**EXERCISE AIM:**
Report every line below that carries the word "Shouldn".

Records from a dataset:
◇ ◇ ◇
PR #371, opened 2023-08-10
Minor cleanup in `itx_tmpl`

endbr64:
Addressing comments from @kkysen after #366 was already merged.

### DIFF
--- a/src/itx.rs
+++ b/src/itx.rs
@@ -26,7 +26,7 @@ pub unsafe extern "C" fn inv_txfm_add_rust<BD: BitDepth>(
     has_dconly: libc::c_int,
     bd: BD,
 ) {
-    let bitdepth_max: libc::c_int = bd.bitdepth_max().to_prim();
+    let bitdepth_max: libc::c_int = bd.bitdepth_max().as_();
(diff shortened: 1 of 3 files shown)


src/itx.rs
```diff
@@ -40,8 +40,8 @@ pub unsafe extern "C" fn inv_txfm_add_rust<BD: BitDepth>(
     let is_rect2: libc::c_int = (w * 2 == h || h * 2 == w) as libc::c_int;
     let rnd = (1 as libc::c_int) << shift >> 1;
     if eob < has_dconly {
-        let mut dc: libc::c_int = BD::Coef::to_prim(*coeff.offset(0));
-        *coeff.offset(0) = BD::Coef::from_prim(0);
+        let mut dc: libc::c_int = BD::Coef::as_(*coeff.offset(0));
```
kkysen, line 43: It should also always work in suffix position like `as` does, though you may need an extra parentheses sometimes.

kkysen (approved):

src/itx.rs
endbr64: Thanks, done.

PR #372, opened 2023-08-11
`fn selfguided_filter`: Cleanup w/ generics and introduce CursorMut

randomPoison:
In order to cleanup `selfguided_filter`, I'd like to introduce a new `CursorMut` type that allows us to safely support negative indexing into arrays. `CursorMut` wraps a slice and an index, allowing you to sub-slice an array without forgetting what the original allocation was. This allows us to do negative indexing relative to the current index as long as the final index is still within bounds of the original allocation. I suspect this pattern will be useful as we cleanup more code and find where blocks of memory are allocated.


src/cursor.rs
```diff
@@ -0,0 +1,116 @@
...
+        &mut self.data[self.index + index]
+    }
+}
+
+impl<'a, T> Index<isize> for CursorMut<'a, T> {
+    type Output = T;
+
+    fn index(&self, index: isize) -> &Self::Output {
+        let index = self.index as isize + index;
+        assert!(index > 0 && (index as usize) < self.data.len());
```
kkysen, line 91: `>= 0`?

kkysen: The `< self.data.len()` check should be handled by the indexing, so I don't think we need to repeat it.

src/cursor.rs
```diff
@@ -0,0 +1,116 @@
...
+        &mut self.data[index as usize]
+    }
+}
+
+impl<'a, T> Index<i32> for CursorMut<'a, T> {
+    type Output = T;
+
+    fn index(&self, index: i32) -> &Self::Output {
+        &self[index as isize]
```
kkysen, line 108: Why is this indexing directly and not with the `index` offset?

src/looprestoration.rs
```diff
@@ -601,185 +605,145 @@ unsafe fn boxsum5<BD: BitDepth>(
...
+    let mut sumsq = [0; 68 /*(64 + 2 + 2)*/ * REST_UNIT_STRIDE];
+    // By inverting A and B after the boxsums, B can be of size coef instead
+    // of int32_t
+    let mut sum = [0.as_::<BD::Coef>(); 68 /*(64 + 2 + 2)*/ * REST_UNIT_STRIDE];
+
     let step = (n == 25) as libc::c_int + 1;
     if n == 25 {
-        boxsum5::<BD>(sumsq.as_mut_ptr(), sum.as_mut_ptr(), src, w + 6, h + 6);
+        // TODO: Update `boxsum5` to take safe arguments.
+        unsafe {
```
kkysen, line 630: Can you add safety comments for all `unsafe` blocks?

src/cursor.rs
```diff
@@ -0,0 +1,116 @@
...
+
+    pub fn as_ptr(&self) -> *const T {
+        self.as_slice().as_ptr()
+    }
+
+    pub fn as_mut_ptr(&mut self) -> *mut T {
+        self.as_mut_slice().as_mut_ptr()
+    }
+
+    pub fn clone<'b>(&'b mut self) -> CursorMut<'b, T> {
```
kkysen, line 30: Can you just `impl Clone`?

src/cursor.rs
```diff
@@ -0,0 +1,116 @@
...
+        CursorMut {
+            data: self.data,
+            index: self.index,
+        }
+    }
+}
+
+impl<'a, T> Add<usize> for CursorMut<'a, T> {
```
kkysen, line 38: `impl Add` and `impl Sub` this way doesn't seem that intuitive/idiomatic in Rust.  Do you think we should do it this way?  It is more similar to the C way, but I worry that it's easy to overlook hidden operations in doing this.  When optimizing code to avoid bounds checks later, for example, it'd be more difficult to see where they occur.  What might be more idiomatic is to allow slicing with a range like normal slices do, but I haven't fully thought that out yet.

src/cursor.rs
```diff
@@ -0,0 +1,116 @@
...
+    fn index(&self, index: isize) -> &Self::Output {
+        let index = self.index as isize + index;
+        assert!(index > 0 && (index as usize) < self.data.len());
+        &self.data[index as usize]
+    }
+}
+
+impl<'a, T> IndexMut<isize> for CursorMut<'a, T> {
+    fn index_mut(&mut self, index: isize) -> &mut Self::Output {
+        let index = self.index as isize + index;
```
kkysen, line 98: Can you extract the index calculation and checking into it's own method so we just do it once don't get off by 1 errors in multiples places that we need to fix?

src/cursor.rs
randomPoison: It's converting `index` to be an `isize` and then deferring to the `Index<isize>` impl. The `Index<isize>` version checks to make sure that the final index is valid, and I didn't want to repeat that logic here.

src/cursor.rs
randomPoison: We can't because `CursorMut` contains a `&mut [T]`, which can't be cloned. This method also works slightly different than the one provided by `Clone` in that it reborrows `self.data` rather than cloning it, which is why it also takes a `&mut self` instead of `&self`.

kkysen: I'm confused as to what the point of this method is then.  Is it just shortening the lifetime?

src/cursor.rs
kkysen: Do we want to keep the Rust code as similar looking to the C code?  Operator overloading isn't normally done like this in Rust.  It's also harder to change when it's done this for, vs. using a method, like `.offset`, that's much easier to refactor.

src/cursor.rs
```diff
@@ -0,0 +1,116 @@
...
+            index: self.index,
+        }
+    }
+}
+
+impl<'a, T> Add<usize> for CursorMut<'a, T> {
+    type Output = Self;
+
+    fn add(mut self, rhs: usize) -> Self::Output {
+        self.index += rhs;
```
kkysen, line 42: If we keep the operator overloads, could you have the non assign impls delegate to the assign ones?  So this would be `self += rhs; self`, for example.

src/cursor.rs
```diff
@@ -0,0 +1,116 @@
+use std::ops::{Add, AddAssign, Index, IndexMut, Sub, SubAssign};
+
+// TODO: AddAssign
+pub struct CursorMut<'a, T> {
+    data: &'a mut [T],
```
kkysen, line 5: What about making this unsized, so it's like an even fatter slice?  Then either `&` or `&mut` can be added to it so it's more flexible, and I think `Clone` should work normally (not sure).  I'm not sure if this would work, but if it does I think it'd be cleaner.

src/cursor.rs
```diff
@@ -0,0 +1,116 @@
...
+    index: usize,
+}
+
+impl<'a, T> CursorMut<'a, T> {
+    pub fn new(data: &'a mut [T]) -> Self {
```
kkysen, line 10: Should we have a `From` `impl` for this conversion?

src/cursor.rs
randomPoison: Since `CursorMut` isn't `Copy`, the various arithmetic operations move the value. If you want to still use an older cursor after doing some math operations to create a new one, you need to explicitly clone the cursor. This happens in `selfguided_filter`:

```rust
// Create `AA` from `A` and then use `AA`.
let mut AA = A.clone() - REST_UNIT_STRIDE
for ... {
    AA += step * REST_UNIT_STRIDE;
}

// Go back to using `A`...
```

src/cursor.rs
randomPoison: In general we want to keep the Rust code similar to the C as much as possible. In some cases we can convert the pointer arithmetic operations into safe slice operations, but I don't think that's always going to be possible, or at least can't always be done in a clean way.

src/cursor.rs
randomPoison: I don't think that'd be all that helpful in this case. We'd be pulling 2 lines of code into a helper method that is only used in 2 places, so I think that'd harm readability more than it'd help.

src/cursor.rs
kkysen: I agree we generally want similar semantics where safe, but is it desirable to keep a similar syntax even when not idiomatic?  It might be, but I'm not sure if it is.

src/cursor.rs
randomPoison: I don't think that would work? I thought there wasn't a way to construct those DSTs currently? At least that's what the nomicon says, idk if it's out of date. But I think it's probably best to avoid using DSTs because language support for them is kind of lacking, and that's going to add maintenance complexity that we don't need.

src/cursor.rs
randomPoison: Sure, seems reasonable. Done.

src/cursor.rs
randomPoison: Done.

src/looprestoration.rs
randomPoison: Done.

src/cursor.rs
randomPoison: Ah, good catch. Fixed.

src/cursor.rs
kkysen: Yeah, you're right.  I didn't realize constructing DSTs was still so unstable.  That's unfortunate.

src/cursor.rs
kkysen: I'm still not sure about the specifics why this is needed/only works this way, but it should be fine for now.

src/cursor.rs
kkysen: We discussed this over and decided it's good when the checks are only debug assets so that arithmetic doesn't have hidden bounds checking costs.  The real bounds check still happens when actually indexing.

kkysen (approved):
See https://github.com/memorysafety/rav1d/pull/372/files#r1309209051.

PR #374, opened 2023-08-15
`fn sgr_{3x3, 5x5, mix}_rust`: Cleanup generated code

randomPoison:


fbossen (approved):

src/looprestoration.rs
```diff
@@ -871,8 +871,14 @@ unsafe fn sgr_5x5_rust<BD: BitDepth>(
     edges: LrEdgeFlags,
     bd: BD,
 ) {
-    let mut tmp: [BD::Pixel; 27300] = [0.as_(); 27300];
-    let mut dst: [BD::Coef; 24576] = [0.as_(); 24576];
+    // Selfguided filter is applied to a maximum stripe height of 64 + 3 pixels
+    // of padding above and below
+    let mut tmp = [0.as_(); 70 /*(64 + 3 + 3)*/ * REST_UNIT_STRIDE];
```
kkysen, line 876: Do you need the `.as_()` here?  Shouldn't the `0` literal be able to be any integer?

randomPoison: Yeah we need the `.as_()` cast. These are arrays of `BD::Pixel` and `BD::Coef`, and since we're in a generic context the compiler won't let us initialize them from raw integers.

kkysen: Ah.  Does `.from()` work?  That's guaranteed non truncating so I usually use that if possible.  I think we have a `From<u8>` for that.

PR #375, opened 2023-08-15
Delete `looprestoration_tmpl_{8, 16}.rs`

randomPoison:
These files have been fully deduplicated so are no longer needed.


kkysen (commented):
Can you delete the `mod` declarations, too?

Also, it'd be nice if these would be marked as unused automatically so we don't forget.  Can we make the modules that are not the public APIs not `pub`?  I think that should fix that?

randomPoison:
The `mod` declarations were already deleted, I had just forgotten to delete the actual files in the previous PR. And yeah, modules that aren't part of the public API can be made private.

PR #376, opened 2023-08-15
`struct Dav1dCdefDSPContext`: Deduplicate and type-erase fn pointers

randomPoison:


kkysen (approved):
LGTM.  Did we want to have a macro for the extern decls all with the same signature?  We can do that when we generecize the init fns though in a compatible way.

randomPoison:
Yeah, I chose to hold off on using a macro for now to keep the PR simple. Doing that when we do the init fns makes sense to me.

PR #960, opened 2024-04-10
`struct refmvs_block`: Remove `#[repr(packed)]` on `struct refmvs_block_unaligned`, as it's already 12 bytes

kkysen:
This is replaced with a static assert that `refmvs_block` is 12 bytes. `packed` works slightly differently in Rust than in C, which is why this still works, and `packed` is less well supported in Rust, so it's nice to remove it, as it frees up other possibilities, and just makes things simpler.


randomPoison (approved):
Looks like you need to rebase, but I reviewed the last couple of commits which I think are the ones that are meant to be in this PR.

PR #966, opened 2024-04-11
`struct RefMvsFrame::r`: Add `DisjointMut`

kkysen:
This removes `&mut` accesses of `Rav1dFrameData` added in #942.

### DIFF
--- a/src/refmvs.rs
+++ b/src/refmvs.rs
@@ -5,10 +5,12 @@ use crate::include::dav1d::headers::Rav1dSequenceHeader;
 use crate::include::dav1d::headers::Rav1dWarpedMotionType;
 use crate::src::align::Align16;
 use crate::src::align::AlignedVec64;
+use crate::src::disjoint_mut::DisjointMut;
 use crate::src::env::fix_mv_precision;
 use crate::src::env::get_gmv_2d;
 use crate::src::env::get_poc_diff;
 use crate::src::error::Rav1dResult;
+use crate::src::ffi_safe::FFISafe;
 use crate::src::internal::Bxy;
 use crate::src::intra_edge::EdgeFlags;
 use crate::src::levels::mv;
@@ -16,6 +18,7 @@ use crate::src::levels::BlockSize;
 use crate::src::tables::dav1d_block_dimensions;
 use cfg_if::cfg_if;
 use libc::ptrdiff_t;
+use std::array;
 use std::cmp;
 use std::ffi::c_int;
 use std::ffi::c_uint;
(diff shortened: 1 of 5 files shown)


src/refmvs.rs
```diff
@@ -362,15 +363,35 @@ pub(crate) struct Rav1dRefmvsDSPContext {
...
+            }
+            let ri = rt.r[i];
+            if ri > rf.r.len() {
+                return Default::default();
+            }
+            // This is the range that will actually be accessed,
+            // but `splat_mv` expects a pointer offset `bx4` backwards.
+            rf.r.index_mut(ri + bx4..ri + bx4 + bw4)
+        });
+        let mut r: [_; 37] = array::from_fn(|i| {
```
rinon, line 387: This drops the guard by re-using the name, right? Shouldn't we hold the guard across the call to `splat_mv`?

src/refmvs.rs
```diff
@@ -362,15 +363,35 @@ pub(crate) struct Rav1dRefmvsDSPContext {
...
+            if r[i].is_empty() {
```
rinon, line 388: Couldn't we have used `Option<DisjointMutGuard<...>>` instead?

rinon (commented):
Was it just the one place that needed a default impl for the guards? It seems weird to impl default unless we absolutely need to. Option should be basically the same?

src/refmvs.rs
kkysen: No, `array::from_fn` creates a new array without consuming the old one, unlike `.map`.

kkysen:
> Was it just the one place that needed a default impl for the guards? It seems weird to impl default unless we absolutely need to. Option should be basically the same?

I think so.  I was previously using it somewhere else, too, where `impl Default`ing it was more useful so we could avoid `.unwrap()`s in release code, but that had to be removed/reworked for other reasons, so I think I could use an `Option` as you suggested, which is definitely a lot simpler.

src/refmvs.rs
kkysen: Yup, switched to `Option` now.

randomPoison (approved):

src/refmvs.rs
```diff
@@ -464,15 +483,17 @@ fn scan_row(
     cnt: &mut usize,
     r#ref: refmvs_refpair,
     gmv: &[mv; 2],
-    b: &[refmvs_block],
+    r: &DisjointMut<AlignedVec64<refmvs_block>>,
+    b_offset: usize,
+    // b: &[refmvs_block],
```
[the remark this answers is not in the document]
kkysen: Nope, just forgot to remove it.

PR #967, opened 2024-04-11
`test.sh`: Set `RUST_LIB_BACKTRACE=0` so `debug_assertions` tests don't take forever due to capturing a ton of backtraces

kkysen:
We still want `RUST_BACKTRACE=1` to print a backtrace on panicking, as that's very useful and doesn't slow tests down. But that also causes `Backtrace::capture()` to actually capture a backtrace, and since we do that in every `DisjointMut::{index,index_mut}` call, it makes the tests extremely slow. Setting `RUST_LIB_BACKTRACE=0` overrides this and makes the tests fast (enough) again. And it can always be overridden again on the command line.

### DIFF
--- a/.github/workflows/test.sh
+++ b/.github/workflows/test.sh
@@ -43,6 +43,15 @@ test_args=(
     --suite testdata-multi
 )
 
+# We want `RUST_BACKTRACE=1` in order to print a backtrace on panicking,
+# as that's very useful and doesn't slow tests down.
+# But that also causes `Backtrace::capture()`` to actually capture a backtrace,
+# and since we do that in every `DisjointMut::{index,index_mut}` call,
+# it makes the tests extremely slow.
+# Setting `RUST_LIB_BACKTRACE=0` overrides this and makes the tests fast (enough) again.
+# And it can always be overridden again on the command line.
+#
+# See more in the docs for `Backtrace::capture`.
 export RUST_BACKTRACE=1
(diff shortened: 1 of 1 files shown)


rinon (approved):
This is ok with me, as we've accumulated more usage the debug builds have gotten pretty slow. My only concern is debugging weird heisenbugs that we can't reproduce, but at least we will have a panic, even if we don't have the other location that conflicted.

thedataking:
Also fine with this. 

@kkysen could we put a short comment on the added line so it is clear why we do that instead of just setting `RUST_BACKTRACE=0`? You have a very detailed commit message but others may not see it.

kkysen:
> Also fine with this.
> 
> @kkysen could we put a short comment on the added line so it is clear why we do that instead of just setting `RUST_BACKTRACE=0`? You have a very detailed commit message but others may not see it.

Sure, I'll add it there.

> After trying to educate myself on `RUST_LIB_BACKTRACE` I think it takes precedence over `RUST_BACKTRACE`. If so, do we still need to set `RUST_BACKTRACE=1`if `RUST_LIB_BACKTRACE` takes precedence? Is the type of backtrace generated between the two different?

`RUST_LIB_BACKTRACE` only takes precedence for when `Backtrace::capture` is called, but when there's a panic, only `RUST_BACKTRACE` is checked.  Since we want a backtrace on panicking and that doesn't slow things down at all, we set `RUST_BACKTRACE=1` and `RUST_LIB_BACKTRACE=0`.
◇ ◇ ◇
**SOLVED PROBLEM:**
kkysen, line 876: Do you need the `.as_()` here?  Shouldn't the `0` literal be able to be any integer?
rinon, line 387: This drops the guard by re-using the name, right? Shouldn't we hold the guard across the call to `splat_mv`?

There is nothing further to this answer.